PR #346, opened 2020-04-04
Updates index files in XRP submodule to export model classes

amiecorso:
The recently created protobuf wrapper classes need to be exported so they can be used by consumers of the SDK.  This PR creates those exports with an `index.ts` file in the `/XRP/model` directory, adds an `index.ts` to the `/XRP` directory, and updates the top-level `index` to be more organized as the submodules in the SDK continue to grow.

### Context of Change
Hooking up the xpring-wallet to use the SDK for `paymentHistory` requires knowing about the `XRPTransaction` class.  Having forgotten to export earlier, we'll need to cut another release of Xpring-JS before the wallet can be refactored to use `paymentHistory`.

### Type of Change

## Before / After
XRP protobuf wrapper objects are now importable from the SDK.

## Test Plan
Circle


keefertaylor:
Merging on behalf of Amie, with her permission.

PR #356, opened 2020-04-06
(2/2) Check networks in components of XpringClient

keefertaylor:
Redo of #340, merged into the wrong branch. 

----

Throw an error if XpringClient is initialized with objects that are bound to different networks.

### Context of Change

`XpringClient` composes functionality across components. It would not make sense to have components be operating on different networks as they try to interoperate. Provide a sanity check at construction time for this case.

Note that while the `network` property exists in `PayIDClient` and `XRPClient` they are not exposed in the interface and need to be created on `FakePayIDClient` and `FakeXRPClient`.

Introduce a `XpringError` to handle these cases. Throw a XpringError if this precondition is not met.

### Type of Change

- [ ] Documentation Updates
- [ ] Release

## Before / After

Safer code, fewer sharp edges.

## Test Plan

Additional unit test introduced to prove correctness.


CHANGELOG.md
```diff
@@ -6,11 +6,14 @@ The format is based on [Keep a Changelog](https://keepachangelog.com/en/1.0.0/),
 and this project adheres to [Semantic Versioning](https://semver.org/spec/v2.0.0.html).
 
 ## [Unreleased]
+
 ## Changed
+- `XRPClient` requires a new parameter in it's constructor that identifies the network it is attached to.
```
amiecorso, line 11: its not it's

PR #367, opened 2020-04-09
Refactor Gnarly PayID code

keefertaylor:

Refactor PayID code to hide complexity of Swagger. 

### Context of Change

There are two bits of complexity:

1) Swagger methods use callbacks instead of promises
Resolve by introducing a `SwaggerResult` interface that contains properties of the call and wrapping calls to Swagger for type `T` in a `Promise<SwaggerResult<T>>`.

2) We access bare metal components of Swagger.
Refactor into a helper method that hides access to parameters which we don't need to configure. Apply the same promisification from step one to this function. 

I think this change is easiest to make atomically, but I can split it out if reviewers desire.

### Type of Change

- [ ] Documentation Updates
IO- [ ] Release

## Before / After

No change; code is more sensical and maintainable.

## Test Plan

CI


src/PayID/pay-id-client.ts
```diff
@@ -246,27 +192,31 @@ export default class PayIDClient implements PayIDClientInterface {
...
+            response,
+          })
+        },
+      )
     })
+
+    // TODO(keefertaylor): Provide more granular error handling.
+    if (error) {
+      const message = `${error.status}: ${error.response?.text}`
+      throw new PayIDError(PayIDErrorType.UnexpectedResponse, message)
```
dino-rodriguez, line 214: Wondering -- why not return the error and error type returned by the PayID server on all of these?

I would think that the services using the SDK would want to receive the error messages from the PayID server, but was curious as to what your thinking was around this.

keefertaylor: I generally favor using enum based errors because it limits the ranges of errors a client has to handle and makes code more predictable. It's possible (and maybe we should) to include the underlying error here if we really wanted to. 

I suspect / know that error handling is going to change a fair deal so I've just done this for now because it works for the moment.

PR #368, opened 2020-04-09
Improve Swagger codegen process

keefertaylor:

Build Swagger with a Maven installed plugin rather than a checked in JAR file. 

### Context of Change

This change significantly improves our build process:
- No janky installation of JDK
- No checked in JAR file
- Use a `pom.xml` and `maven` invocation to have the same effect

### Type of Change

- [ ] Documentation Updates
- [ ] Release


keefertaylor:
> Does Swagger run on Java? I'm surprised to see Maven/pom.xml files in xpring-js.

yes, Swagger is just a JAR file. You may notice that we were checking in a JAR. This improves that process by making it configureable via XML

PR #372, opened 2020-04-10
New PayID Format Support

keefertaylor:
Blocked:
- merge https://github.com/xpring-eng/xpring-common-js/pull/236
- publish new version of xpring-common-js

Migrate PayID format from:
`$xpring.money/georgewashington`
to
`georgewashington$xpring.money`

### Context of Change

Product requested change in format. 

Remove references to 'payment pointer' and rename a few classes / methods to reflect that we're not longer compliant with the payment pointer spec.

This is a breaking change, but PayID is experimental so I don't consider it a big deal.

### Type of Change

- [ ] Documentation Updates
- [ ] Release

## Before / After

New spec implemented.

## Test Plan

New tests provided for CI. 

## Future Tasks
Uptake parsing logic and test cases in client libraries (JS / Swift / Java)


test/PayID/pay-id-integration-test.ts
```diff
@@ -109,7 +109,7 @@ describe('PayID Integration Tests', function (): void {
 
   it('receipt', async function (): Promise<void> {
     // GIVEN a Pay ID.
-    const payID = '$travel.payid.xpring.money/dino'
+    const payID = 'dino$travel.payid.xpring.money'
```
dino-rodriguez, line 112: @austin-king will this break after your PR on the refactor is merged? Would these have to be changed to `bob` etc. ?

austin-king: No, it just won't work in general as we never had this value seeded in the DB. We can add one if need be.

tedkalaw:
charging-approaching-photographer

test/PayID/pay-id-client-test.ts
```diff
@@ -30,37 +30,32 @@ const beneficiaryName = 'xpring'
...
+      assert.equal((error as PayIDError).errorType, PayIDErrorType.InvalidPayID)
       done()
     })
   })
 
-  it('xrpAddressForPayID - successful response - match found', async function() {
+  it('xrpAddressForPayID - successful response - match found', async function () {
     // GIVEN a PayID client, valid PayID and mocked networking to return a match for the PayID.
-    const payID = '$xpring.money/georgewashington'
+    const payID = 'georgewashington$xpring.money'
```
amiecorso, line 53: Just a thought: would it make sense to create a global variable like `VALID_PAY_ID` and use it everywhere that we're using a valid payID?  Shortens the code a little and makes it obvious what is and isn't a valid PayID.  Otherwise looks great to me.

PR #376, opened 2020-04-11
Adds documentation to protobuf wrapper classes (XRP component)

amiecorso:
Adds documentation based on the information in xrpl.org docs to the fields and constructors in native JS protobuf wrapper classes. 

### Context of Change
The Java SDK is well documented in this capacity - JS and Swift need to be made consistent. 

### Type of Change

- [x] Documentation Updates

## Test Plan
None

## Future Tasks

Do in Swift SDK

### DIFF
--- a/src/XRP/model/xrp-issued-currency.ts
+++ b/src/XRP/model/xrp-issued-currency.ts
@@ -7,6 +7,14 @@ import XRPCurrency from './xrp-currency'
  * @see: https://xrpl.org/basic-data-types.html#specifying-currency-amounts
  */
 export default class XRPIssuedCurrency {
+  /**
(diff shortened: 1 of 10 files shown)


src/XRP/model/xrp-issued-currency.ts
```diff
@@ -27,6 +35,12 @@ export default class XRPIssuedCurrency {
     return undefined
   }
 
+  /**
+   *
```
intelliot, line 39: No description for this comment?

amiecorso: Nope, you'll notice that none of the private constructors have any comments apart from documenting the individual fields.  These classes expose a different constructor which wraps the private constructor, and that's the method that gets fully documented.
________________
TASK BRIEF |
Write out the whole listing above once more, exactly.

ANSWER FOR THE TASK |
PR #346, opened 2020-04-04
Updates index files in XRP submodule to export model classes

amiecorso:
The recently created protobuf wrapper classes need to be exported so they can be used by consumers of the SDK.  This PR creates those exports with an `index.ts` file in the `/XRP/model` directory, adds an `index.ts` to the `/XRP` directory, and updates the top-level `index` to be more organized as the submodules in the SDK continue to grow.

### Context of Change
Hooking up the xpring-wallet to use the SDK for `paymentHistory` requires knowing about the `XRPTransaction` class.  Having forgotten to export earlier, we'll need to cut another release of Xpring-JS before the wallet can be refactored to use `paymentHistory`.

### Type of Change

## Before / After
XRP protobuf wrapper objects are now importable from the SDK.

## Test Plan
Circle


keefertaylor:
Merging on behalf of Amie, with her permission.

PR #356, opened 2020-04-06
(2/2) Check networks in components of XpringClient

keefertaylor:
Redo of #340, merged into the wrong branch. 

----

Throw an error if XpringClient is initialized with objects that are bound to different networks.

### Context of Change

`XpringClient` composes functionality across components. It would not make sense to have components be operating on different networks as they try to interoperate. Provide a sanity check at construction time for this case.

Note that while the `network` property exists in `PayIDClient` and `XRPClient` they are not exposed in the interface and need to be created on `FakePayIDClient` and `FakeXRPClient`.

Introduce a `XpringError` to handle these cases. Throw a XpringError if this precondition is not met.

### Type of Change

- [ ] Documentation Updates
- [ ] Release

## Before / After

Safer code, fewer sharp edges.

## Test Plan

Additional unit test introduced to prove correctness.


CHANGELOG.md
```diff
@@ -6,11 +6,14 @@ The format is based on [Keep a Changelog](https://keepachangelog.com/en/1.0.0/),
 and this project adheres to [Semantic Versioning](https://semver.org/spec/v2.0.0.html).
 
 ## [Unreleased]
+
 ## Changed
+- `XRPClient` requires a new parameter in it's constructor that identifies the network it is attached to.
```
amiecorso, line 11: its not it's

PR #367, opened 2020-04-09
Refactor Gnarly PayID code

keefertaylor:

Refactor PayID code to hide complexity of Swagger. 

### Context of Change

There are two bits of complexity:

1) Swagger methods use callbacks instead of promises
Resolve by introducing a `SwaggerResult` interface that contains properties of the call and wrapping calls to Swagger for type `T` in a `Promise<SwaggerResult<T>>`.

2) We access bare metal components of Swagger.
Refactor into a helper method that hides access to parameters which we don't need to configure. Apply the same promisification from step one to this function. 

I think this change is easiest to make atomically, but I can split it out if reviewers desire.

### Type of Change

- [ ] Documentation Updates
IO- [ ] Release

## Before / After

No change; code is more sensical and maintainable.

## Test Plan

CI


src/PayID/pay-id-client.ts
```diff
@@ -246,27 +192,31 @@ export default class PayIDClient implements PayIDClientInterface {
...
+            response,
+          })
+        },
+      )
     })
+
+    // TODO(keefertaylor): Provide more granular error handling.
+    if (error) {
+      const message = `${error.status}: ${error.response?.text}`
+      throw new PayIDError(PayIDErrorType.UnexpectedResponse, message)
```
dino-rodriguez, line 214: Wondering -- why not return the error and error type returned by the PayID server on all of these?

I would think that the services using the SDK would want to receive the error messages from the PayID server, but was curious as to what your thinking was around this.

keefertaylor: I generally favor using enum based errors because it limits the ranges of errors a client has to handle and makes code more predictable. It's possible (and maybe we should) to include the underlying error here if we really wanted to. 

I suspect / know that error handling is going to change a fair deal so I've just done this for now because it works for the moment.

PR #368, opened 2020-04-09
Improve Swagger codegen process

keefertaylor:

Build Swagger with a Maven installed plugin rather than a checked in JAR file. 

### Context of Change

This change significantly improves our build process:
- No janky installation of JDK
- No checked in JAR file
- Use a `pom.xml` and `maven` invocation to have the same effect

### Type of Change

- [ ] Documentation Updates
- [ ] Release


keefertaylor:
> Does Swagger run on Java? I'm surprised to see Maven/pom.xml files in xpring-js.

yes, Swagger is just a JAR file. You may notice that we were checking in a JAR. This improves that process by making it configureable via XML

PR #372, opened 2020-04-10
New PayID Format Support

keefertaylor:
Blocked:
- merge https://github.com/xpring-eng/xpring-common-js/pull/236
- publish new version of xpring-common-js

Migrate PayID format from:
`$xpring.money/georgewashington`
to
`georgewashington$xpring.money`

### Context of Change

Product requested change in format. 

Remove references to 'payment pointer' and rename a few classes / methods to reflect that we're not longer compliant with the payment pointer spec.

This is a breaking change, but PayID is experimental so I don't consider it a big deal.

### Type of Change

- [ ] Documentation Updates
- [ ] Release

## Before / After

New spec implemented.

## Test Plan

New tests provided for CI. 

## Future Tasks
Uptake parsing logic and test cases in client libraries (JS / Swift / Java)


test/PayID/pay-id-integration-test.ts
```diff
@@ -109,7 +109,7 @@ describe('PayID Integration Tests', function (): void {
 
   it('receipt', async function (): Promise<void> {
     // GIVEN a Pay ID.
-    const payID = '$travel.payid.xpring.money/dino'
+    const payID = 'dino$travel.payid.xpring.money'
```
dino-rodriguez, line 112: @austin-king will this break after your PR on the refactor is merged? Would these have to be changed to `bob` etc. ?

austin-king: No, it just won't work in general as we never had this value seeded in the DB. We can add one if need be.

tedkalaw:
charging-approaching-photographer

test/PayID/pay-id-client-test.ts
```diff
@@ -30,37 +30,32 @@ const beneficiaryName = 'xpring'
...
+      assert.equal((error as PayIDError).errorType, PayIDErrorType.InvalidPayID)
       done()
     })
   })
 
-  it('xrpAddressForPayID - successful response - match found', async function() {
+  it('xrpAddressForPayID - successful response - match found', async function () {
     // GIVEN a PayID client, valid PayID and mocked networking to return a match for the PayID.
-    const payID = '$xpring.money/georgewashington'
+    const payID = 'georgewashington$xpring.money'
```
amiecorso, line 53: Just a thought: would it make sense to create a global variable like `VALID_PAY_ID` and use it everywhere that we're using a valid payID?  Shortens the code a little and makes it obvious what is and isn't a valid PayID.  Otherwise looks great to me.

PR #376, opened 2020-04-11
Adds documentation to protobuf wrapper classes (XRP component)

amiecorso:
Adds documentation based on the information in xrpl.org docs to the fields and constructors in native JS protobuf wrapper classes. 

### Context of Change
The Java SDK is well documented in this capacity - JS and Swift need to be made consistent. 

### Type of Change

- [x] Documentation Updates

## Test Plan
None

## Future Tasks

Do in Swift SDK

### DIFF
--- a/src/XRP/model/xrp-issued-currency.ts
+++ b/src/XRP/model/xrp-issued-currency.ts
@@ -7,6 +7,14 @@ import XRPCurrency from './xrp-currency'
  * @see: https://xrpl.org/basic-data-types.html#specifying-currency-amounts
  */
 export default class XRPIssuedCurrency {
+  /**
(diff shortened: 1 of 10 files shown)


src/XRP/model/xrp-issued-currency.ts
```diff
@@ -27,6 +35,12 @@ export default class XRPIssuedCurrency {
     return undefined
   }
 
+  /**
+   *
```
intelliot, line 39: No description for this comment?

amiecorso: Nope, you'll notice that none of the private constructors have any comments apart from documenting the individual fields.  These classes expose a different constructor which wraps the private constructor, and that's the method that gets fully documented.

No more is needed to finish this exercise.